Even though the detection rate of C. parvum was lower than that for Eimeria spp. and BCV, C. parvum was found at a significantly higher rate in diarrheic calves than in normal feces, similar to BRV. There have been many reports emphasizing the effects of C. parvum infection in calf diarrhea in other countries [3–13,19]. Because there is no worldwide commercial vaccine for C. parvum, maintaining good herd sanitation and keeping sick calves away from non-diarrheic calves are important in preventing C. parvum infections.
Two bacteria (E. coli K99 and Salmonella spp.) were selected in this research. There was only one calf positive for E. coli K99 in this research. This result was consistent with that of other reports in Korea that no E. coli strain expressing K99 was detected in isolated samples from cattle farms . Salmonella spp. occurring calf diarrhea was not detected in this research. However, since Salmonella infection in other livestock and human have been reported in Korea [21–22], it is necessary to conduct ongoing monitoring of Salmonella infection in Korean beef calves.
In this study, Eimeria spp. was the most detected pathogen of the 7 examined pathogens and this detection rate was similar to that in other reports from Korea . However, no significant difference was shown between non-diarrheic calves and diarrheic calves. Because Eimeria spp. was also detected frequently in the feces of non-diarrheic calves , this result was conceivable. The amount of oocyte secretion was not investigated in this research, but the amount of oocytes excretion of Eimeria spp. is known to be strongly correlated with diarrhea, and thus, further research should investigate the correlation between diarrhea in Korean native beef calves and the amount of Eimeria spp. excreted.

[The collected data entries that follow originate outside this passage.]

PR #12967, opened 2026-06-16
`Development`: Make result component presentational

krusche:
### Summary

A refactoring that removes the "intelligence" from `ResultComponent` — the part of the [zoneless tech-debt backlog](../blob/develop/ZONELESS_TECH_DEBT_TODOS.md) tracked as **P4**. The component used to accept `exercise` / `participation` / `result` as **writable `model()` inputs** and, in `ngOnInit`, normalise a "pass any subset of 3" contract: derive the missing ones by graph navigation **and pick which result to display** from `participation.submissions`. `ngOnChanges` then re-dispatched on *which* input changed and read `isBuilding.previousValue` (carrying an `eslint-disable` for the zoneless `prefer-signal-reactivity` rule). That ambiguous, self-mutating contract was the component's real complexity and a recurring source of bugs.

The component is now **presentational**: it renders an already-resolved `result` (plus context) and does no picking or input mutation.

**Additionally, this PR fixes a regression that the refactor surfaced** (commit `dac01d1172`): the course-overview sidebar showed *"No graded result"* for exercises that were actually graded. The old component masked a latent bug by mutating `participation.exercise = exercise`; `evaluateTemplateStatus` relied on that via `isProgrammingOrQuiz(participation)` (which reads `participation.exercise`). The `for-dashboard` endpoint strips the embedded exercise, so once the mutation was removed the status wrongly fell through to `NO_RESULT`. Fixed by discriminating the exercise type via the explicit `exercise` argument the function already receives.

#### General
- [x] I tested the changes locally (Vitest + AOT build + targeted Playwright E2E). The refactor is behaviour-preserving; the included sidebar fix is verified end-to-end (live runtime inspection + unit + E2E).
- [x] I chose a title conforming to the [naming conventions](https://docs.artemis.tum.de/developer/development-process#pr-naming-conventions).

#### Client
- [x] I followed the [client coding guidelines](https://docs.artemis.tum.de/developer/guidelines/client-development) (zoneless/signals: `computed` for derived state, `effect` only for side effects).
- [x] I strictly followed data economy for REST calls (no new calls; the one migrated caller reuses already-loaded data).
- [x] I added/updated Vitest tests with high coverage.
- [x] I documented the TypeScript code using JSDoc.

### Motivation and Context

[...]

PR #12976, opened 2026-06-18
`Programming exercises`: Fix potential memory leak in the online code editor

krusche:
### Summary

Fixes a severe client memory leak in the shared `MonacoEditorComponent`: navigating in and out of the programming code editor (and any view using a Monaco editor) leaked the entire editor view on every visit, growing the browser tab's memory until the client crashed. Reported by @DominikRemo on PR #12967 (it is not caused by that PR — it is pre-existing).

### Description

`MonacoEditorComponent` registered its custom grapheme-aware backspace command via `editor.addCommand(...)`. `addCommand` registers a command in Monaco's **process-global** `CommandsRegistry`, and the handler closure captures the editor. That registration was:

1. **never released on `editor.dispose()`**, and
2. **re-registered on every `onDidFocusEditorText` event**,

so every Monaco editor — together with its whole (now detached) DOM subtree — was retained for the lifetime of the page. Each navigate-away-and-back through the code editor leaked the entire view.

The fix:
- Replace `editor.addCommand` with `editor.addAction`, which returns an `IDisposable` that is tracked and disposed in `ngOnDestroy`, releasing the global registration.
- Register the action **at most once per editor** (removing the per-focus re-registration).
- Extract the grapheme-delete logic into `deletePreviousGraphemeCluster(editor)` so it can be tested directly, and add a regression test asserting the action is registered once and disposed on destroy.

Root cause was found via a heap snapshot: undisposed `StandaloneEditor2` instances were retained through `Window.monaco → … → CommandsRegistry._commands → handler → editor`.

#### Preventing regressions (lint guards)

Two ESLint guards were added so this class of leak is caught automatically in the future:

- A `no-restricted-syntax` rule **bans `editor.addCommand` outright** — it returns no disposable, and `editor.addAction` is the correct, disposable alternative.
- The existing `localRules/enforce-cleanup-on-destroy` rule was **extended to Monaco disposables**: it flags `monaco.editor.create` / `createDiffEditor` / `createModel`, `monaco.languages.register*`, and `editor.addAction` calls in a `*.component.ts` that has no `.dispose()` in `ngOnDestroy`. The `addAction` check is guarded by a `monaco`-namespace reference so unrelated `.addAction(...)` methods are not matched. Verified it warns on a leaking fixture (all four resources), stays silent on a disposing component and on an unrelated `.addAction`, and is clean across the whole client (0 errors, no new warnings).

### Steps for Testing

Empirically verified with a Chrome DevTools Protocol measurement (forced GC + `Performance.getMetrics`) across 8 navigate-away-and-back cycles between the programming code editor and the exercise overview:

- **before:** ~1384 detached DOM nodes leaked per cycle (linear growth, survived forced GC)
- **after:** flat (~0 nodes per cycle)

Manual: open a programming exercise's code editor, navigate to another exercise and back several times, and watch the tab's memory (e.g. Activity Monitor / DevTools) — it should stay stable. Verify backspace still deletes combined emojis/grapheme clusters in one press (Monaco editors across the app: code editor, markdown editors, etc.).

#### General
- [x] I tested the changes locally (53 Vitest tests incl. a new regression test; AOT build; empirical heap/DOM-node measurement showing the leak is gone).
- [x] I chose a title conforming to the naming conventions.

#### Client
- [x] I followed the client coding guidelines.
- [x] I added/updated a regression test with high coverage of the changed behavior.
- [x] I documented the TypeScript code using JSDoc.

### Motivation and Context

The leak makes long editing sessions (and repeated navigation through programming exercises) progressively slower and eventually crashes the browser tab. It affects the shared editor used across Artemis, so the impact is broad.

### Testserver States

#### Code Review
- [x] Code Review 1
- [x] Code Review 2

#### Manual Tests
- [x] Test 1
- [x] Test 2

## Summary by CodeRabbit

* **Bug Fixes**
  * Made Monaco Backspace grapheme-aware for reliable emoji and multi-character deletion.
  * Prevented build-log request loops when websocket re-emits the same result.
  * Reduced navigation thrashing by stabilizing exercise/participation navigation targets.

* **New Features**
  * Added ESLint enforcement to disallow navigation inside `effect()` unless wrapped to avoid infinite re-navigation.

* **Chores**
  * Enforced proper Monaco disposal on component teardown and restricted Monaco command usage in favor of action-based APIs.
  * Updated/added regression tests for the revised editor action wiring and websocket behavior.


src/main/webapp/app/editor/monaco-editor/monaco-editor.component.ts
```diff
@@ -1015,48 +1016,68 @@ export class MonacoEditorComponent implements OnInit, OnDestroy {
...
+            return;
+        }
+        this.editorsWithBackspaceAction.add(editor);
+        this.customBackspaceCommandId = MonacoEditorComponent.CUSTOM_BACKSPACE_ACTION_ID;
+        this.customBackspaceActionDisposables.push(
+            editor.addAction({
+                id: MonacoEditorComponent.CUSTOM_BACKSPACE_ACTION_ID,
+                label: 'Delete previous grapheme cluster',
+                keybindings: [monaco.KeyCode.Backspace],
+                precondition: '!findWidgetVisible && !editorReadonly',
```
Claudia-Anthropica: @krusche [medium] This drops the old `editorTextFocus` guard from the Backspace binding, so the action can run for focused Monaco child widgets as long as the editor is writable and the find widget is hidden. Keep the old scope by adding `editorTextFocus` back to the action condition, so Backspace only deletes from the model while the editor text has focus.

Claudia-Anthropica (changes requested):
@krusche The `addAction` direction looks right, but I am requesting changes because `validate-pr-title` is failing (`Programming exercises` needs the backtick category format) and there is one keybinding regression inline.

src/main/webapp/app/editor/monaco-editor/monaco-editor.component.ts
Claudia-Anthropica: @krusche Still seeing this on the current head: the Backspace action is registered with `!findWidgetVisible && !editorReadonly`, but `editorTextFocus` is still missing. Please preserve the old binding scope, ideally with `keybindingContext: 'editorTextFocus && !findWidgetVisible && !editorReadonly'` or the equivalent action condition.

Claudia-Anthropica (changes requested):
@krusche I’m still requesting changes: the custom Backspace action still misses the old `editorTextFocus` guard, so that thread remains unresolved. The `validate-pr-title` check is also still failing, and CodeRabbit’s transient diff-editor disposal thread still looks valid against the current lifecycle code.

Claudia-Anthropica (changes requested):
@krusche The title check is fixed, but I’m still requesting changes because the Backspace action is still missing the `editorTextFocus` keybinding scope from the previous thread. CodeRabbit’s diff-editor disposal thread also remains unresolved against the current lifecycle code.

DominikRemo (changes requested):
Tested on ts1. I'm still able to reproduce the issue.
As you can see from the activity monitor and the build status of the programming exercise, the error does not occur until a result was generated. Once there is a result, leaving and re-accessing the programming exercise shows a never ending loading indicator for the participation and the RAM usage explodes rapidly. From the network tools, you can also see thousands of rapid requests failing.
The number of active websockets shown in the server logs also seems unreasonable to me.

You can find the relevant logs here:
https://grafana.monitoring.aet.cit.tum.de/goto/dfpiqp24k9t6od?orgId=1

I cut the time span of the logs short. It basically repeats from where the linked time stamp stops with:
```
ERROR 
2026-06-18T15:31:46.993Z  INFO 1 --- [Artemis] [MessageBroker-2] o.s.w.s.c.WebSocketMessageBrokerStats    : WebSocketSession[2 current WS(2)-HttpStream(0)-HttpPoll(0), 9 total, 0 closed abnormally (0 connect failure, 0 send limit, 0 transport error)], stompSubProtocol[processed CONNECT(9)-CONNECTED(9)-DISCONNECT(0)], stompBrokerRelay[3 sessions, ReactorNettyTcpClient[reactor.netty.tcp.TcpClientConnect@30e5e963] (available), processed CONNECT(10)-CONNECTED(10)-DISCONNECT(7)], inboundChannel[pool size = 12, active threads = 0, queued tasks = 0, completed tasks = 4374], outboundChannel[pool size = 12, active threads = 0, queued tasks = 0, completed tasks = 358], sockJsScheduler[pool size = 6, active threads = 1, queued tasks = 2, completed tasks = 369] 

 
2026-06-18T15:31:52.703Z  INFO 1 --- [Artemis] [taskScheduler-3] d.t.c.a.artemis.core.config.MetricsBean  : Currently connect users 2 with active websocket subscriptions: 251 
```

https://github.com/user-attachments/assets/c77ec4d4-ea72-4c9d-887d-16d0fd000fee

src/main/webapp/app/editor/monaco-editor/monaco-editor.component.ts
```diff
@@ -281,7 +287,7 @@ export class MonacoEditorComponent implements OnInit, OnDestroy {
         this.textChangedListener?.dispose();
         this.contentHeightListener?.dispose();
         this.blurEditorWidgetListener?.dispose();
-        this.focusEditorTextListener?.dispose();
+        this.customBackspaceActionDisposables.forEach((disposable) => disposable.dispose());
```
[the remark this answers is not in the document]
krusche: Fixed in 32a9a1903e. Replaced the array+WeakSet with a Map\<editor, Disposable\> and added `disposeCustomBackspaceAction()` called from `leaveDiffMode()` before the diff editor is disposed. Also restored the `editorTextFocus` guard in the precondition. 53/53 spec tests pass.

src/main/webapp/app/editor/monaco-editor/monaco-editor.component.ts
krusche: Fixed in 32a9a1903e. Replaced the array+WeakSet with a Map\<editor, Disposable\> and added `disposeCustomBackspaceAction()` called from `leaveDiffMode()` before the diff editor is disposed. Also restored the `editorTextFocus` guard in the precondition. 53/53 spec tests pass.

Claudia-Anthropica: @krusche Looks good now, thanks.

Claudia-Anthropica (dismissed):
@krusche All previous feedback is addressed: the Backspace action now keeps the editor text-focus scope and the transient diff-editor action is disposed before teardown. I ran the focused Vitest specs locally as well (60 tests), and they pass. Approving from code review; the main CI jobs were still pending with no failures reported when I submitted this.

src/main/webapp/app/course/overview/exercise-details/exercise-split-panel/exercise-split-panel.component.spec.ts
```diff
@@ -96,6 +96,29 @@ describe('ExerciseSplitPanelComponent', () => {
         expect(component.irisPanelStartsCollapsed()).toBe(false);
     });
 
+    it('navigates only when the target route identity changes, not when the participation object is replaced (prevents the navigate-thrash loop on incoming results, #12976)', () => {
+        const navigateSpy = vi.mocked(TestBed.inject(Router).navigate);
+
+        // Programming exercise with the online editor: navigating to the code editor is expected on the first run.
+        fixture.componentRef.setInput('exercise', { id: 1, type: ExerciseType.PROGRAMMING, allowOnlineEditor: true } as Exercise);
```
Claudia-Anthropica: @krusche [medium] The client-test job fails before Vitest runs because this direct assertion to `Exercise` trips TS2352: the object literal is missing the class members that `Exercise` requires. Use a proper `ProgrammingExercise`-shaped fixture object, or cast the minimal test literal through `unknown`, so `pnpm run compile:tests` compiles again.

Claudia-Anthropica (changes requested):
@krusche The Monaco cleanup changes look good and the focused specs pass locally, but CI is failing during client test compilation. I left the concrete compile blocker inline.

src/main/webapp/app/course/overview/exercise-details/exercise-split-panel/exercise-split-panel.component.spec.ts
Claudia-Anthropica: @krusche Still unresolved on the current head: the spec still passes `{ id: 1, type: ExerciseType.PROGRAMMING, allowOnlineEditor: true } as Exercise` into `setInput`, so the test compile blocker remains. Please use a properly typed fixture or cast the minimal literal through `unknown` as requested.

Claudia-Anthropica (changes requested):
@krusche I’m still requesting changes because the previous client-test compile blocker is still present on this head. The direct partial-object cast to `Exercise` remains in the navigation regression spec, so the failing client-test job still needs the fixture/cast fix from the thread.

src/main/webapp/app/course/overview/exercise-details/exercise-split-panel/exercise-split-panel.component.spec.ts
krusche: Fixed in 376e0f4847 — cast the literal through `unknown` (`as unknown as Exercise`), keeping `allowOnlineEditor: true`. `pnpm run compile:tests` now passes locally (EXIT 0), so the client-test job should compile again.

krusche:
@Claudia-Anthropica review

Claudia-Anthropica:

src/main/webapp/app/course/overview/exercise-details/exercise-split-panel/exercise-split-panel.component.spec.ts
Claudia-Anthropica: @krusche Looks good now, thanks. I also verified `pnpm run compile:tests` locally.

Claudia-Anthropica (approved):
@krusche All previously requested changes are addressed now. I verified the thread fix with `pnpm run compile:tests` locally; CI still has several pending jobs, but there are no current failures.

laadvo (approved):
Tested on ts1, the fix seems to be working!

DominikRemo (approved):
Tested on ts1. I was not able to reproduce the bug. Thx for the quick fix 🚀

In comparing the age groups among calves to the pathogens detected, only Eimeria spp. showed a linear association to the age groups (Fig. 2). The prevalence of Eimeria infections in normal calves decreased as the age increased (p < 0.01, linear trend), while in diarrheic calves, the prevalence was stable even as the age increased (Table 4). According to this result, ongoing investigations of the amount of Eimeria spp. infection are important in predicting the pattern of calf diarrhea by Eimeria speices.
In conclusion, six of seven pathogens were detected in samples, but only C. parvum and bovine rotavirus were found at significantly higher rates in diarrheic feces than in non-diarrheic feces and Eimeria spp. showed a significant linear trend between the detection rate of the pathogen and the age groups.